Ultron: You've trapped him?! IN HIS LAB?! YOU FOOLS! THAT IS THE ONE PLACE WHERE HE CAN ACCOMPLISH ANYTHING! THAT IS WHERE HE IS A GOD!
- Superman:
- Subverted in the famous Silver Age "Imaginary" story Superman #149: The Death of Superman where Lex Luthor claims he has created a cure for cancer in prison and offers to develop it if he has access to a lab. The warden is not buying this and accuses Luthor of wanting to get into a room where he can build yet another tool set to escape. When Superman convinces the warden to let Luthor do his thing, Lex actually does cure cancer. Of course it's all a scheme to make Superman trust him so he can kill him.
- In the Silver Age, giving Lex Luthor pretty much anything in prison was a bad idea, the most famous example being his creation of a time-displacing ray gun from a spring, a flashlight and some cans of fruit juice.
- In All-Star Superman, a homage to the Silver Age, while on Death Row Lex creates a robot that reads classic literature to him... that can speak at a high enough frequency to dig through solid rock.
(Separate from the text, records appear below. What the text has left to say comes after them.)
PR #628, opened 2023-07-31
Replace objc with objc

madsmtm:
Redo of https://github.com/servo/core-foundation-rs/pull/513, GitHub was giving me trouble.

### DIFF
--- a/core-graphics-types/src/lib.rs
+++ b/core-graphics-types/src/lib.rs
@@ -8,7 +8,7 @@
 // except according to those terms.
 
 extern crate core_foundation;
-extern crate libc;
+extern crate objc_encode;
 
 pub mod base;
 pub mod geometry;
--- a/core-graphics-types/src/lib.rs
+++ b/core-graphics-types/src/lib.rs
@@ -8,7 +8,7 @@
 // except according to those terms.
 
 extern crate core_foundation;
-extern crate objc2_encode;
+extern crate objc2;
 
 pub mod base;
 pub mod geometry;
--- a/core-graphics-types/src/lib.rs
+++ b/core-graphics-types/src/lib.rs
@@ -8,7 +8,7 @@
 // except according to those terms.
 
 extern crate core_foundation;
-extern crate objc_encode;
+extern crate objc2_encode;
 
 pub mod base;
 pub mod geometry;
--- a/core-graphics-types/src/lib.rs
+++ b/core-graphics-types/src/lib.rs
@@ -8,6 +8,7 @@
 // except according to those terms.
 
 extern crate core_foundation;
+#[cfg(feature = "objc2")]
 extern crate objc2;
 
 pub mod base;
--- a/core-text/src/font.rs
+++ b/core-text/src/font.rs
@@ -206,7 +206,7 @@ pub fn new_ui_font_for_language(
     unsafe {
         let font_ref = CTFontCreateUIFontForLanguage(
             ui_type,
-            size,
+            size as CGFloat,
             language
                 .as_ref()
                 .map(|x| x.as_concrete_TypeRef())
--- a/.github/workflows/rust.yml
+++ b/.github/workflows/rust.yml
@@ -34,7 +34,7 @@ jobs:
     - name: Install toolchain
       uses: actions-rs/toolchain@v1
       with:
-        toolchain: 1.56.1
+        toolchain: '1.60'
         override: true
     - name: Build
       run: cargo build --verbose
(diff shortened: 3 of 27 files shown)


madsmtm:
(That the semver checks are failing is expected, this _is_ a breaking change).

nicoburns:
@madsmtm Do you have a read on how this crate differs from the relevant higher-level crates in the objc2 family? (are there equivalent crate(s)). Would it make sense to look at more heavily adopting some of those crates? Or even outright replacing (some of?) the crates in this repo with ones from https://github.com/madsmtm/objc2 ?

madsmtm:
> Do you have a read on how this crate differs from the relevant higher-level crates in the objc2 family? (are there equivalent crate(s)). Would it make sense to look at more heavily adopting some of those crates? Or even outright replacing (some of?) the crates in this repo with ones from https://github.com/madsmtm/objc2 ?

There's some fairly old discussion of a few lower-level details in https://github.com/servo/core-foundation-rs/pull/513, but yeah, nowadays we have `objc2-foundation`, `objc2-app-kit` and `objc2-quartz-core`, which completely replace the functionality in `cocoa`, along with providing:
- Actual type safety (everything isn't just an `id` pointer)
- Proper memory management (no longer need to do `retain`/`release` calls, autorelease pools aren't as important)
- Automatically generated bindings to almost everything in those frameworks

nicoburns:
A couple of followup questions:

- Does this extra type safety and generated bindings have compile time and/or code size implications?

- Are there bindings for CoreText somewhere in the objc2 family of crates? Those seem to be a heavily used part of this repo, but I couldn't find them for objc2. And if not, are there other frameworks for which bindings are currently missing?

madsmtm:
> Does this extra type safety and generated bindings have compile time and/or code size implications?

They do have a compile-time cost, but it's quite low by now if you only enable the features you need (which is the default behaviour unless you use the `"all"` feature).

Wrt. code-size, as long as you use LTO, there shouldn't be a difference. I'm considering adding `#[inline]` to ensure that this happens without, but I'm slightly unsure of the compile-time cost of doing so, so haven't done it yet.

> Are there bindings for CoreText somewhere in the objc2 family of crates? Those seem to be a heavily used part of this repo, but I couldn't find them for objc2. And if not, are there other frameworks for which bindings are currently missing?

CoreText is in the category of a `CoreFoundation`-like framework, these aren't supported yet because they don't actually use Objective-C, and the memory management scheme is completely different, see https://github.com/madsmtm/objc2/issues/556.

core-text/src/font.rs
```diff
@@ -206,7 +206,7 @@ pub fn new_ui_font_for_language(
     unsafe {
         let font_ref = CTFontCreateUIFontForLanguage(
             ui_type,
-            size,
+            size as CGFloat,
```
waywardmonkeys, line 209: This is needed if you build for a 32 bit target, but are there any left (that support CoreText)?

core-graphics-types/src/lib.rs
```diff
@@ -8,7 +8,8 @@
 // except according to those terms.
 
 extern crate core_foundation;
-extern crate libc;
+#[cfg(feature = "objc2")]
```
waywardmonkeys, line 11: I think there's value in having a standalone PR that adds the `Encode` traits for `objc2` to `core-graphics-types` via a feature. Would that help for some of what you maintain in the `objc2` family of crates?

It is separate from converting the `cocoa` and `cocoa-foundation` crates, right?

waywardmonkeys (commented):
I think it is worth extracting at least 2 parts of this out (the changes to `core-text` and `core-graphics-types`) and considering them separately from the changes to `cocoa` and `cocoa-foundation`.

madsmtm:
> I think it is worth extracting at least 2 parts of this out (the changes to `core-text` and `core-graphics-types`) and considering them separately from the changes to `cocoa` and `cocoa-foundation`.

Gotta admit, I'm not really motivated to work on this repo rn (though I may become so in the future, esp. considering you just joined as maintainer).

In any case, I've extracted the first commit into https://github.com/servo/core-foundation-rs/pull/702, as I indeed think that change is valuable on its own, and does make things easier to review here.

core-graphics-types/src/lib.rs
madsmtm: Hmm, I _think_ it would help, though I'll have to mull it over; it kinda depends on how long it will take me to get to doing https://github.com/madsmtm/objc2/issues/556 (in which case all the types in this repo will just be autogenerated), and I suspect a lot of people would be annoyed at the extra dependency.

core-text/src/font.rs
madsmtm: Rust does still support some 32bit targets like `i686-apple-darwin`, `armv7s-apple-ios` and `i386-apple-ios`. And those do support CoreText.

wusyong:
@madsmtm I think it's okay to wait. Perhaps Servo should use `objc2`'s framework bindings, just as Servo recently migrated from `winapi` to `windows-sys`.
Though several frameworks Servo uses don't exist yet, we could discuss this in future issues.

He later gets the chance to mix a cocktail for his last meal... he mixes a chemical formula that gives him Kryptonian powers for 24 hours.
- At one point it got so ridiculous that the only thing that they would allow him in prison was pen and paper. He noted to himself that he could break out of prison with just a notepad and a pen, but if he did that, the next time he got locked up the guards wouldn't let him have pen and paper anymore.
- Tintin:
- In the original comic, Tintin in the Land of the Soviets, Tintin is locked in a jail cell that conveniently happens to have a diving suit in it.
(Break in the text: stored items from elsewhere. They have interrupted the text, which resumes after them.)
PR #416, opened 2023-10-18
Fix CI failing tests

lukaszo:
It looks like CI currently fails because of three reasons:

1. **pytest-asyncio** defaults now to the [strict mode](https://pytest-asyncio.readthedocs.io/en/latest/concepts.html#strict-mode) 
There are two ways to fix it. Switch back to using auto mode or replace all `@pytest.fixture` with `@pytest_asyncio.fixture`
In this PR I've used the first option. If you prefer the second option, I will update the PR.
2. **dask** dropped support for python3.8
When creating conda env for 3.8 it fails with the following error message:
`ERROR: Package 'dask' requires a different Python: 3.8.18 not in '>=3.9'` 
To fix it, I've removed python3.8 and updated all examples to use 3.9
3. Outdated Read The Docs config.
Updated.


lukaszo:
Even though I've removed it, it looks like it's still waiting for the 3.8 test to finish. Maybe it's some kind of protection as I'm not a member of the team, but I'm modifying the CI  :man_shrugging:

lukaszo:
Ok, it seems that the test for 3.8 is marked in `Require status checks to pass before merging` list in the repo settings.

lukaszo:
Hi @jacobtomlinson Will you have a time to check this out?

jacobtomlinson (approved):
Sorry for the delay in reviewing here. This looks great. At some point I would like to explore dropping `pytest-asyncio` in favour of `pytest-anyio` with just the `asycnio` backend as we have done in other parts of Dask, but in the meantime this gets things going.

I'll change the branch protection rules accordingly.

PR #417, opened 2023-10-27
Add Fly.io as a provider

mileszim:
Hello! This PR adds the cloud platform host [Fly.io](https://fly.io) as a provider. It includes the auto-generated documentation too.

Let me know if anything is missing. Thank you!


dask_cloudprovider/__init__.py
```diff
@@ -42,3 +42,9 @@ def __getattr__(name):
             "DigitalOcean cluster managers must be imported from the digitalocean subpackage. "
             f"Please import dask_cloudprovider.digitalocean.{name}"
         )
+
+    if name in ["FlyMachineCluster"]:
+        raise ImportError(
+            "Fly.io cluster managers must be imported from the fly subpackage. "
+            f"Please import dask_cloudprovider.fly.{name}"
+        )
```
jacobtomlinson, line 50: These shims only exist for historic reasons because previously some of these classes were available at the top level. I don't see a need to add a shim for a new provider.

dask_cloudprovider/cloudprovider.yaml
```diff
@@ -117,3 +117,13 @@ cloudprovider:
     image: "ubuntu-20.04" # Operating System image to use
     docker_image: "daskdev/dask:latest" # docker image to use
     bootstrap: true # It is assumed that the OS image does not have Docker and needs bootstrapping. Set this to false if using a custom image with Docker already installed.
+
+  fly:
+    token: null # API token for interacting with the Fly API
+    region: "lax" # Region to launch Droplets in
+    vm_size: "shared-cpu-1x" # Droplet size to launch, default is 1GB RAM, 1 vCPU
+    image: "daskdev/dask:latest" # Operating System image to use
```
jacobtomlinson, line 125: This should use GHCR. We should probably update the others too.
```suggestion
    image: "ghcr.io/dask/dask:latest" # Operating System image to use
```

setup.py
```diff
@@ -15,6 +15,7 @@
     "digitalocean": ["python-digitalocean>=1.15.0"],
     "gcp": ["google-api-python-client>=1.12.5", "google-auth>=1.23.0"],
     "hetzner": ["hcloud>=1.10.0"],
+    "fly": ["httpx>=0.24.0", "pydantic>=1.10.7"],
```
jacobtomlinson, line 18: Shouldn't this include `fly-python-sdk`?

jacobtomlinson (commented):
Thanks for contributing this, I've never heard of fly.io. I'm happy to merge this in but I don't think I'll be much help in maintaining it so if issues come up I'll ping you on them.

I noticed you copied in the whole SDK rather than adding it as a dependency. Can I ask why?

mileszim:
> Thanks for contributing this, I've never heard of fly.io. I'm happy to merge this in but I don't think I'll be much help in maintaining it so if issues come up I'll ping you on them.
> 
> I noticed you copied in the whole SDK rather than adding it as a dependency. Can I ask why?

I'm not in control over that repo, and it isn't clear how much if any effort will be spent in the future by the maintainer to update or fix issues, so I figured the most reliable thing to do, especially for such a small subset of the Fly API, is to implement those calls myself

jacobtomlinson:
Just want to check in here and see if there is any interest in continuing with this PR?

PR #418, opened 2023-11-01
Bump flake8 and black in pre-commit config and add support for 3.11

lukaszo:
This fixes pre-commit failure https://github.com/dask/dask-cloudprovider/actions/runs/6709474379/job/18232600682

It looks like the default python version in the action was bumped to the latest 3.12. **flake8** in version `3.9.2` does not work with python3.12.
I've bumped the **flake8** and **black** to the latest versions. The new **black** formatter removed a few empty lines.

I've also added a support for python 3.11 and preliminary support for 3.12. Before supporting 3.12 we have to wait for a new aiohttp version https://github.com/aio-libs/aiohttp/issues/7675

### DIFF
--- a/.github/workflows/ci.yml
+++ b/.github/workflows/ci.yml
@@ -9,7 +9,7 @@ jobs:
       fail-fast: true
       matrix:
         os: ["ubuntu-latest"]
-        python-version: ["3.9", "3.10"]
+        python-version: ["3.9", "3.10", "3.11"]
 
     steps:
       - name: Checkout source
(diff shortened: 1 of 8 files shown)


lukaszo:
I also had to set python version to 3.11 when building docs. It seems that everyone is upgrading to python 3.12 :)

lukaszo:
@jacobtomlinson ping :)

jacobtomlinson (approved):
Thanks for your patience here. This looks great.

PR #424, opened 2024-01-18
Add example of authenticating Docker in VMs to use GCP Artifact Registry

nprihodko:
Without additional steps GCPCluster cannot use images from Artifact Registries in the same project. Add example of how to set up access.


jacobtomlinson (approved):
Awesome thanks!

- In The Secret of the Unicorn the Bird brothers lock Tintin into a large cellar room. It takes him a while, but he has no problem fashioning a battering-ram to smash through the wall using a large wooden beam, a convenient ring in the ceiling, and the sheets and blankets of his bed.
- The Man in Room Five from V for Vendetta is given access to gardening chemicals at Larkhill. He seems to be building a Room Full of Crazy by using them to make strange intricate patterns on the floor of his cell, but it turns out he is actually making napalm, mustard gas, and gunpowder, all of which he uses to stage his escape.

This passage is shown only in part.